START AVAILABLE DATA

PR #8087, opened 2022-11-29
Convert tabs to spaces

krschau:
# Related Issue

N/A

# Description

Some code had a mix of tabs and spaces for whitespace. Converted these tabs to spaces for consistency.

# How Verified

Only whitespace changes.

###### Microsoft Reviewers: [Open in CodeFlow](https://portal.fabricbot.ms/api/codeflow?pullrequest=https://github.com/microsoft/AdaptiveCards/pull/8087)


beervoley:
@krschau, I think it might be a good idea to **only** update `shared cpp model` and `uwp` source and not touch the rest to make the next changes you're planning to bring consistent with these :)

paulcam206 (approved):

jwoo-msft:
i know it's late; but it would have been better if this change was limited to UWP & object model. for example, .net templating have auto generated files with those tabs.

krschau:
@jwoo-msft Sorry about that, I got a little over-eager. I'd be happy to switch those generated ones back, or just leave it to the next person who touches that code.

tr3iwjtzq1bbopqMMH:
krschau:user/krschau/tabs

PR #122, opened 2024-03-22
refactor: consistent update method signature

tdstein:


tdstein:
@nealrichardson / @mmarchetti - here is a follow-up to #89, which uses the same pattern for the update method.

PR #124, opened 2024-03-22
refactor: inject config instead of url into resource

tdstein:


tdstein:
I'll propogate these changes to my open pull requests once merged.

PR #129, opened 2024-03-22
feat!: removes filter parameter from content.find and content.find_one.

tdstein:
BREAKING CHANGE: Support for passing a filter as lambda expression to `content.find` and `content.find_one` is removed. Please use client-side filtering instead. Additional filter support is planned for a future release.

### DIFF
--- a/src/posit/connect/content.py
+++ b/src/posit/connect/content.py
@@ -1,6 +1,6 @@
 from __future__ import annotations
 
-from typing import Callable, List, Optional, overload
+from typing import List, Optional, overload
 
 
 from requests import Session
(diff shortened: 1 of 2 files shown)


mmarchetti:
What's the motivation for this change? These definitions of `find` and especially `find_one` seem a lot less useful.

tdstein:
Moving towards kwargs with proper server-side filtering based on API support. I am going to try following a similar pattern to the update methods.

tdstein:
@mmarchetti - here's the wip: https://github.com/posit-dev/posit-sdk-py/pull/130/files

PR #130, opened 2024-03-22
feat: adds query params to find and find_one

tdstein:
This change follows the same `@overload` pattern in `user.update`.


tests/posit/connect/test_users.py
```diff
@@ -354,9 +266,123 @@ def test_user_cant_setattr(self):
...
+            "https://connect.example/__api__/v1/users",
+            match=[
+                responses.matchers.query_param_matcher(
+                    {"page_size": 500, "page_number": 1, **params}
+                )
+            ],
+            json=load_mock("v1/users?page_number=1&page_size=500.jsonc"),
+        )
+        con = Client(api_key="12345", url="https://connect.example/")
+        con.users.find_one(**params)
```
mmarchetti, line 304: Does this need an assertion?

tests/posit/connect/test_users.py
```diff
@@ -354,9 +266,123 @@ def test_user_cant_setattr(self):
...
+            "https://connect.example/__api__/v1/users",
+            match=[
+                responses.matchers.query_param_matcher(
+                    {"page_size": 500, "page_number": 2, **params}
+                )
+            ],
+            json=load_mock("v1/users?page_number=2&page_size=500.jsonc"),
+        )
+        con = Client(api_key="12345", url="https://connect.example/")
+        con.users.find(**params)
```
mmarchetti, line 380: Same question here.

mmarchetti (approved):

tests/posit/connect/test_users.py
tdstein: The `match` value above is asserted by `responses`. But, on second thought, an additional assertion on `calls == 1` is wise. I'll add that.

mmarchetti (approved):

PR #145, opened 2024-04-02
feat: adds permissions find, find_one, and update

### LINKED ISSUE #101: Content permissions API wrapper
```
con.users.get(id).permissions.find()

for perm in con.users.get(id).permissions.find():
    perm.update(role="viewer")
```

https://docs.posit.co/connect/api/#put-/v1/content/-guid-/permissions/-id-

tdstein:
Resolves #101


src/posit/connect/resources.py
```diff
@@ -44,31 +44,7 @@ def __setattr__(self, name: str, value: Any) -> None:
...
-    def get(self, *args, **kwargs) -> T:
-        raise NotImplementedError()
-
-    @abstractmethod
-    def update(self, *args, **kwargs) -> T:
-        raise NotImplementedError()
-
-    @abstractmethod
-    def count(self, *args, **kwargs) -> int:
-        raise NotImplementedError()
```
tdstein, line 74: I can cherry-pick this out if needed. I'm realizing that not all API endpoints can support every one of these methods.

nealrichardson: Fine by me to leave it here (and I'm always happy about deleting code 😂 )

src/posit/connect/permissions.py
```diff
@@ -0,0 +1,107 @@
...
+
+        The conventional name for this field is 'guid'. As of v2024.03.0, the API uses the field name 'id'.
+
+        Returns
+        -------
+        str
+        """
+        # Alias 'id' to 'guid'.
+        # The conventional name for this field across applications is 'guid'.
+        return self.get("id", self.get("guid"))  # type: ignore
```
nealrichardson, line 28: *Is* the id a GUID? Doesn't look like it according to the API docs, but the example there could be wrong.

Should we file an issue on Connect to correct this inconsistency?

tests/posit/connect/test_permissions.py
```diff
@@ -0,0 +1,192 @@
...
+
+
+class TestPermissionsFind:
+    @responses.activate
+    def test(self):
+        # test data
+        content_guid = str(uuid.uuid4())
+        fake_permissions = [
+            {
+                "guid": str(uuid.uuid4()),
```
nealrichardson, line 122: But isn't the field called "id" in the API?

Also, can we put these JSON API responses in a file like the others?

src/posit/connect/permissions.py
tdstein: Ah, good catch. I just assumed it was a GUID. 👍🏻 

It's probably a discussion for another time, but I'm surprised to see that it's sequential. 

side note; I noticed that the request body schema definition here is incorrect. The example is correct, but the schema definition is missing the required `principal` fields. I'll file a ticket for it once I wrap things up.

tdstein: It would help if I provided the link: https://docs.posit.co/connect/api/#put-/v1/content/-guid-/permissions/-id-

END AVAILABLE DATA

Lines that hold "conventional" are the ones to copy, so pick each out from the data.

+        The conventional name for this field is 'guid'. As of v2024.03.0, the API uses the field name 'id'.
+        # The conventional name for this field across applications is 'guid'.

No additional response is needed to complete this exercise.